A friend lent me her DVD set of the first season about a year ago, so H dusted them off and we began to watch. A few episodes in I can agree with many points made by avid watchers - yes, John Hamm is good-looking, and the show is visually impressive, with all the period costume and set design. I realize now I totally missed my era. Dresses with fitted tops and full skirts as wardrobe staple? It's a pear-shaped woman's dream! But then there's all the sexism, so maybe not. I do enjoy watching, very much so, and will probably catch up with H in the next few weeks. The show is not only pretty good, but it's brought up some interesting points that H and I had fun debating.

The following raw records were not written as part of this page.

PR #842, opened 2024-06-16
CIP-???? | Cardano URIs - Authentication

Crypto2099:
[Rendered Version in  Branch](https://github.com/Crypto2099/CIPs/tree/web-cardano-auth-uris/CIP-XXXX)

This proposal aims to create a mobile-friendly URI standard for wallet authentication that can be used in a variety of situations.

### DIFF
--- a/CIP-XXXX/README.md
+++ b/CIP-XXXX/README.md
@@ -1,0 +1,98 @@
+---
+CIP: ????
+Title: Cardano URIs - Authentication
+Category: Wallets
+Status: Proposed
+Authors:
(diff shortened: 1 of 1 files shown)


rphair:
@Crypto2099 thanks for introducing this idea & it's only now (after almost 2 years) that I've noticed a Specification was never introduced for this.  I still think the Wallet space would have a need for this & would look forward to seeing it reopened (or the idea revisited with a CIP PR from another developer) if & when a properly specced CIP can be submitted.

For example, why is every stay-at-home mother in the media depicted as miserable? Sure, Betty Draper didn't really have any choice but to stay home with the kids, making it more slavery than occupation, and I know the 60s were an era when women had not a tenth of the choices modern women do now, but even in modern day depictions, the women at home are shown half worked to death and complaining all the time. Yes, I have had many, many, many moments where I have complained bitterly about my current gig, but, I love it a vast majority of the time. It kind of makes one feel like a chump to love a job that is universally depicted as demeaning and unfulfilling. It's hard to love something that, apparently, you are supposed to hate. Kind of like enjoying prunes. Which I do as well.

Also, why is a dramatic series only a hit if the main character is a flawed hero? Mad Men, Rescue Me The Sopranos. What happened to good guys and bad guys? Why is everything so complicated? Maybe I'm a simpleton, or too rigid, but the moment a male character cheats on his wife, I'm out. He has lost my empathy, since many of the situations he winds up in are due to his own shitty choices. I believe the world is full of essentially good people and I'd like to see some of their stories. Why can't the boss be the philanderer? I undertand that moral ambiguity makes for good TV, so surround Don Draper with douche bags for all I care, but I'd like to see a story of a guy who's surrounded by all this tomfoolery and stays on the straight and narrow. That brings me back for more, not some asshole who can't keep his dick in his pants.

Aside from these two larger issues, the sexist remarks make us laugh and talk. Like when Betty tells the neighbor Don needs "an hour of complete quiet when he gets home. He works so hard." H jokingly remarked he'd like that. I remarked how he watched this show on the train and should shut up if he wants quiet. One of the frat boys who works in the office asks, "What do women want?" to which his crony replies, " Everything." This line reminded me of a point I've been trying to work into a post for a while without sounding too bitchy. Why is it men think women are the only ones with wants? Or is that men's wants are always met, therefore they needn't ask? Nothing makes a woman feel like more of a nag or makes me want ot put my fist through H's face than when he asks during an argument, "What do you want from me?" I would get so angry, any discussion became useless after that, so I had to outlaw this statement along with its ugly step-sister, "What do you want me to say?".

Despite my original reticence, I am hooked and will keep watching. It's entertaining and makes me feel like my drinking is merely what Don would do after his morning coffee. And when I feel like my life is out of control, I'll just think of Betty. She's miserable, but, damn, she looks good.